On July 26, 2018, McDowell was waived by the Seahawks with a non-football injury designation, and subsequently placed on the reserve/non-football injury list the next day.

On February 18, 2019, McDowell got into an altercation with police in Lathrup Village, Michigan, and was charged with assault, resisting arrest, and operating a vehicle while intoxicated (OVI). During the incident and while resisting arrest, McDowell constantly and for several minutes shouted demands for seeing the police officers' "supervisor." He was released by the Seahawks on March 2, 2019. In April 2019, he was arrested for receiving and concealing stolen property after police found a stolen car in his possession. The Seahawks filed a lawsuit against him in May 2019, after he failed to repay $799,238 of his signing bonus. McDowell was suspended for the first two weeks of the 2019 NFL season as a result of the February 2019 incident on July 12, 2019. He was reinstated from suspension on September 17, 2019. On October 23, 2019, he pleaded guilty to all of the criminal charges. He was sentenced to 11 months in prison on November 13, 2019. His agent said in May 2020 that he was medically cleared to return to football, and McDowell worked out for the Dolphins on October 21, 2020. In March 2021, his agent said he was looking to return to the NFL.

===Cleveland Browns===
McDowell signed with the Cleveland Browns on May 3, 2021.
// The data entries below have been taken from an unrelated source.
PR #657, opened 2019-08-02
Caasp4 part 2: caasp harder (SOC-9926)

Itxaka:


script_library/deployment-actions-openstack.sh
```diff
@@ -32,6 +32,7 @@ function deploy_caasp4(){
     source ${scripts_absolute_dir}/pre-flight-checks.sh check_openstack_environment_is_ready_for_deploy
     source ${scripts_absolute_dir}/pre-flight-checks.sh check_caasp4_skuba_available
     source ${scripts_absolute_dir}/pre-flight-checks.sh check_caasp4_terraform_available
+    source ${scripts_absolute_dir}/pre-flight-checks.sh check_caasp4_terraform_version
```
jhesketh: (nit) I feel like these caasp4 checks could be rolled into one

evrardjp:
Jenkins complaints sh "eval '$(ssh-agent -s)'" is to hard for him/it to understand.

script_library/pre-flight-checks.sh
```diff
@@ -56,6 +56,15 @@ check_caasp4_terraform_available(){
         exit
     fi
 }
+
+check_caasp4_terraform_version(){
+  echo "Checking for terraform version (should be lower than 0.12)"
+  ${TERRAFORM_BINARY_PATH} version|egrep -qv "^Terraform\sv0\.12\.[0-9]{2}$"
```
toabctl: Can you check for 0.11 so we are good even if there is a new (eg. 0.13) terraform available?

playbooks/roles/caasp4/templates/skuba-terraform-openstack.tfvars.j2
```diff
@@ -29,7 +29,7 @@ packages = [
   "kernel-default",
   "-kernel-default-base",
   "ca-certificates-suse",
-  "patterns-caasp-Node",
+  "patterns-caasp-Node-1.14-1.15",
```
toabctl: Did that package rename happen by intention? Maybe the package misses a Priovides?

Jenkinsfile.integration
```diff
@@ -129,7 +129,10 @@ pipeline {
                 stage('Deploy CaaSP4') {
```
toabctl: This commit (bac2ee2cb93ea68a64c9b2e7c2368af6cd9e8ea0) is not needed given that you switch to the script from skuba in the next commit. Please remove the commit

Jenkinsfile.integration
```diff
@@ -47,6 +47,12 @@ pipeline {
                 sh 'printenv'
             }
         }
+        stage('Set ssh-agent for caasp4 deployment') {
+            when {  expression { return  TestFunctional } }
```
toabctl: nit: 2 spaces instead of 1

Jenkinsfile.integration
```diff
@@ -114,6 +120,7 @@ pipeline {
                 sh "./run.sh deploy_network"
             }
         }
+
```
toabctl: unrelated change

files/setup-ssh.py
```diff
@@ -0,0 +1,30 @@
+#!/usr/bin/env python3
+
```
toabctl: Could you add a note that this file is a copy from skuba? And if somebody wants to update it, it should be done in skuba and then synced

script_library/pre-flight-checks.sh
```diff
@@ -65,13 +65,7 @@ check_caasp4_terraform_version(){
...
   fi
 }
-check_caasp4_ssh_agent_running(){
-    echo "Checking if ssh-agent is running"
-    if ! ssh-add -L >/dev/null ; then
-        echo "ssh agent is not running or does not contain any identities"
-        exit
-    fi
-}
+
```
toabctl: unrelated

playbooks/roles/caasp4/tasks/setup_nodes.yml
```diff
@@ -34,14 +34,6 @@
   include_tasks: _setup_nodes_terraform_import_resources.yml
   when: import_terraform_resources|bool
 
-- debug:
```
toabctl: You added theses lines in the previous commit. Can you just not add the lines there instead of adding/removing it?

playbooks/roles/caasp4/templates/inventory-caasp4.yml.j2
```diff
@@ -2,7 +2,7 @@
 caasp-masters:
   hosts:
 {% for master_ip in _terraform_json_output.ip_masters.value %}
-    caasp-master-{{ loop.index0 }}:
+    master-{{ loop.index0 }}:
```
toabctl: Could describe (in the commit message) what the problem with `caasp-master-X` is? Where is that naming used afterwards? In Airship?

playbooks/roles/handle-nodes-on-openstack/tasks/create_on_openstack.yml
```diff
@@ -37,7 +37,7 @@
         hosts:
           {{ servername }}:
             ansible_host: {{ floating_ip }}
-            {% if ansible_user|default(False) %}ansible_user: {{ ansible_user }}{% endif %}
+            ansible_user: {{ ssh_user|default('root') }}
```
toabctl: Please mention in the commit msg why this is useful/needed

files/setup-ssh.py
Itxaka: tbh is not a copy from skuba directly as its modified by ourselves to write to a file and accept a parameter...I guess I could just pointthat is based off that file?

playbooks/roles/handle-nodes-on-openstack/tasks/create_on_openstack.yml
Itxaka: sorry about that, had to send the patch fast as it was late in the night, my brain was not able to write more than this  :)

playbooks/roles/caasp4/templates/inventory-caasp4.yml.j2
Itxaka: kubectl will report those names as said on the commit msg. It just makes sense to keep the same naming convention that we had before + what kubectl reports as its used afterwards for labeling the nodes for example.

I will try to expand the commit msg to make it more clear.

playbooks/roles/caasp4/tasks/setup_nodes.yml
Itxaka: :+1:

Jenkinsfile.integration
Itxaka: :+1:

script_library/pre-flight-checks.sh
Itxaka: good point

playbooks/roles/caasp4/templates/skuba-terraform-openstack.tfvars.j2
Itxaka: Yes, this was done on purpouse between beta 4 and 5: https://susedoc.github.io/caasp-release-notes/beta/release-notes/single-html/#_updating_from_beta_4_to_beta_5

Seems like its due to architectural changes and the package names are different because you need a manual step to upgrade. In our case we should go with 1.15 directly

playbooks/roles/airship-configure-worker/tasks/main.yml
```diff
@@ -1,95 +1 @@
...
-- name: Copy openstack apparmor profile into the workers
-  copy:
-    src: "{{ item }}"
-    dest: "/etc/apparmor.d/local/{{ item }}"
-  loop: "{{ apparmor_profiles }}"
-  register: apparmor_copy
-  notify: Reload apparmor profile
-  when:
-    - ('airship-openstack-control-workers' in group_names) or ('airship-openstack-compute-workers' in group_names)
+---
```
toabctl: Not sure, but can't we delete this file? Or is a `main.yml` a requirement for a role?

playbooks/roles/caasp4/templates/skuba-terraform-openstack.tfvars.j2
```diff
@@ -29,7 +29,7 @@ packages = [
   "kernel-default",
   "-kernel-default-base",
   "ca-certificates-suse",
-  "patterns-caasp-Node",
+  "patterns-caasp-Node-1.15",
```
evrardjp: You can remove this, skuba takes care of it.

toabctl: I already asked this and the answer from @Itxaka is here: https://github.com/SUSE-Cloud/socok8s/pull/657#discussion_r310976875

files/setup-ssh.py
toabctl: Or modify the file in skuba, too (if that makes sense). But keeping it as it is is fine for me

playbooks/roles/caasp4/tasks/setup_nodes.yml
```diff
@@ -55,3 +55,30 @@
   template:
     src: inventory-caasp4.yml.j2
     dest: "{{ socok8s_workspace }}/inventory/caasp4.yml"
+
+- meta: refresh_inventory
+
+- name: Get caasp ips
+  set_fact:
+    ssh_known_hosts_masters: "{{ groups['caasp-masters'] | map('extract', hostvars, ['ansible_host']) | list }}"
```
toabctl: I wonder if we want to pass a variable instead of using the `groups` variable here. Currently **all** variables that are used in the caasp4 role are defined in `defaults/main.yml` and set in `playbooks/openstack-deploy-caasp4.yml`. That way we have a clean interface (the variables) to interact with the role (instead of accessing $random variables from everywhere).

playbooks/roles/caasp4/tasks/setup_nodes.yml
```diff
@@ -55,3 +55,30 @@
...
+    ssh_known_hosts_workers: "{{ groups['caasp-workers'] | map('extract', hostvars, ['ansible_host']) | list }}"
```
toabctl: same here

playbooks/roles/airship-configure-worker/tasks/main.yml
Itxaka: I...dont know :o

playbooks/roles/caasp4/tasks/setup_nodes.yml
Itxaka: but this is not a random variable, its a dynamic variable that can change in teh future (more masters? more workers?)

We need to calculate it on the fly for this to work.

playbooks/roles/airship-configure-worker/tasks/main.yml
Itxaka: Seems like it:
`Roles expect files to be in certain directory names. Roles must include at least one of these directories, however it is perfectly fine to exclude any which are not being used. When in use, each directory must contain a main.yml file, which contains the relevant content`

from https://docs.ansible.com/ansible/latest/user_guide/playbooks_reuse_roles.html

playbooks/roles/caasp4/tasks/setup_nodes.yml
toabctl: Yeah - but it assumes that somebody created a group variable with the specific name . You need to
- a) document it somewhere that a user who wants to reuse this role needs to set it

or

b) Add it to defaults/main.yml (as empty list) and then overwrite it when calling the tasks that need the variable (in `playbooks/openstack-deploy-caasp4.yml`).

Itxaka: but that group var comes form the inventory and we are in control of the inventory names no? They should not change at all if we want everything to work, otherwise everything else that refers to caasp-workers/masters will fail to deploy

Itxaka:
CI reported the wrong job btw, the job reported to the PR is the caasp4 one while the caasp3 its still running correctly and will probably tun green: https://ci.suse.de/blue/organizations/jenkins/cloud-socok8s-jobs%2Fsocok8s-integration/detail/PR-657/56/pipeline

Itxaka:
> Looks good to me. We should perhaps generate a new private key for each CI run, but this could be done as a follow up.

Thats a really great idea!

playbooks/roles/caasp4/tasks/setup_nodes.yml
toabctl: ah. True. the variables are filled from the caasp4 role. sorry for the noise.

playbooks/roles/airship-configure-worker/tasks/main.yml
toabctl: thx

script_library/deployment-actions-openstack.sh
```diff
@@ -32,7 +32,7 @@ function deploy_caasp4(){
     source ${scripts_absolute_dir}/pre-flight-checks.sh check_openstack_environment_is_ready_for_deploy
     source ${scripts_absolute_dir}/pre-flight-checks.sh check_caasp4_skuba_available
     source ${scripts_absolute_dir}/pre-flight-checks.sh check_caasp4_terraform_available
```
ilausuch: Also the terraform needs that the variable TERRAFORM_BINARY_PATH exists and not empty. If we don't check it this check stucks forever here

This is a possible solution
check_caasp4_terraform_available(){
    echo "Checking for CaaSP 4 that terraform is available"
    if [ -z ${TERRAFORM_BINARY_PATH+x} ]; then
        echo "Terraform is not installed. Can not deploy CaaSP 4"
        exit
    fi
    ... Following lines
}

I added it to the PR I am preparing for the card SOC-9927 or we can include it here

Itxaka: I did not touch that, its coming from master so not touching it further.

Please send the PR into master if thats an issue :)

toabctl: TERRAFORM_BINARY_PATH is always set when you use run.sh . Or how do you run into the problem that the var does not exist?

toabctl: In any case, it is imo unrelated to this PR...

Itxaka:
Updated with a fix for the terraform resources laying around

playbooks/roles/caasp4/templates/skuba-terraform-openstack.tfvars.j2
```diff
@@ -29,7 +29,6 @@ packages = [
   "kernel-default",
   "-kernel-default-base",
   "ca-certificates-suse",
-  "patterns-caasp-Node",
```
toabctl: Commit msg does not reflect what is done here. Also I think we don't want to remove the pattern - or do we?

Itxaka: we do. Its skuba the one that will install the needed packages on node join, so there is no point in installing those packages already. We should leave it to skuba instead so it can manage the dependencies, versions and whatnot without our intervention :)

files/id_shared
```diff
@@ -0,0 +1,27 @@
+-----BEGIN RSA PRIVATE KEY-----
```
toabctl: Applying the patch locally shows, that the file permissions for the private key are `0644` which leads to:

```
$ ssh -i files/id_shared sles@10.17.1.0
@@@@@@@@@@@@@@@@@@@@@@@@@@@@@@@@@@@@@@@@@@@@@@@@@@@@@@@@@@@
@         WARNING: UNPROTECTED PRIVATE KEY FILE!          @
@@@@@@@@@@@@@@@@@@@@@@@@@@@@@@@@@@@@@@@@@@@@@@@@@@@@@@@@@@@
Permissions 0644 for 'files/id_shared' are too open.
It is required that your private key files are NOT accessible by others.
This private key will be ignored.
Load key "files/id_shared": bad permissions
Password: 
```

Can you change the permissions to 440 please?

Itxaka: ah sh*t, I swear I fixed this...I probably lost it in the rebase, sorry about that

files/setup-ssh.py
```diff
@@ -0,0 +1,30 @@
+#!/usr/bin/env python3
```
jsuchome: Could you rename it from generic `setup-ssh.py` to something like `setup-ssh-for-caasp`? 
We only need it for caasp and it's not deductible from file location so let's make it clear from the name...

Itxaka: good point, I changed it to `setup-ssh-caasp-ci.sh`

playbooks/roles/registry-server-setup/tasks/main.yml
```diff
@@ -18,6 +18,7 @@
   tags:
     - install
 
+# TODO(itxaka): Check if this is still valid on caasp4 as its using crio
```
jsuchome: What about creating Jira story instead? IMHO it is not lost so easily as random TODOs...

playbooks/roles/caasp4/templates/inventory-caasp4.yml.j2
jsuchome: Hm, but doesn't caasp3 deployment actually use the hostnames of the nodes? (I admit `caasp-master-X` etc. are not hostnames though)

playbooks/generic-deploy_airship.yml
```diff
@@ -42,10 +42,32 @@
...
+      tags:
+        - preinstall
+        - add_compute_node
+
+- hosts: caasp-workers
+  tasks:
+    - import_role:
+        name: airship-configure-worker
+        tasks_from: apparmor
+      when: (redeploy_osh_only is not defined or not redeploy_osh_only) and not caasp4_deployed
```
jsuchome: Why different parenthesis style than in previous task?

Itxaka: I just forgot, no other reason :)

playbooks/roles/registry-server-setup/tasks/main.yml
Itxaka: that is mainly because I expected to check that out myself and change the file accordingly. Especially because failures here do not make the deployment fail, Im not sure if this was needed or no. Hence the reminder, for myself :)

Jenkinsfile.integration
```diff
@@ -23,7 +23,7 @@ pipeline {
     parameters {
         /* first value in the list is the default */
         choice(choices: ['airship', 'osh'], description: 'Which deployment mechanism?', name: 'deployment')
-        choice(choices: ['caasp3', 'caasp4'], description: 'Which caasp version to use?', name: 'caasp_version')
+        choice(choices: ['caasp4', 'caasp3'], description: 'Which caasp version to use?', name: 'caasp_version')
```
jsuchome: Are you sure this is wise? We should still figure out some remaining problems, e.g. skuba networking

playbooks/roles/caasp4/templates/inventory-caasp4.yml.j2
Itxaka: it uses the inventory names, which in caasp3 are master-X and worker-X
Changing them in the caasp4 inventory was a mistake.

Im not sure why is this such a big deal tbh? We are just syncing the hostname with the inventory name so we can use the same playbooks as in caasp3 with caasp4. Who care what the names of the caasp workers/masters are in our inventory?

Jenkinsfile.integration
Itxaka: I dont expect this to be merged anytime soon, and Im sick of every push going into jenkins, canceling the caasp3 work and launching the caasp4 job instead.

This will be faster while we iterate over it and can be dropped in a second :+1:

playbooks/generic-deploy_airship.yml
Itxaka: fixed

files/setup-ssh.py
Itxaka: fixed?

files/id_shared
Itxaka: Fixed maybe with changing the keys to use the defaul user ones + jenkins keys

playbooks/roles/caasp4/templates/inventory-caasp4.yml.j2
jsuchome: I'm not saying it's a big deal, I only think your change does not make it same as in caasp3 (which probably does not matter)

Jenkinsfile.integration
jsuchome: OK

===Duke City Gladiators===
On June 16, 2023, McDowell signed with the Duke City Gladiators of the Indoor Football League. He was released on May 24, 2024.

==Legal issues==
On January 17, 2022, McDowell was arrested in Deerfield Beach, Florida, and charged with public exposure, assaulting a police officer, and resisting arrest, after police received a call about a man walking naked on the property of a learning center for children. The Cleveland Browns released a statement indicating they were investigating the matter.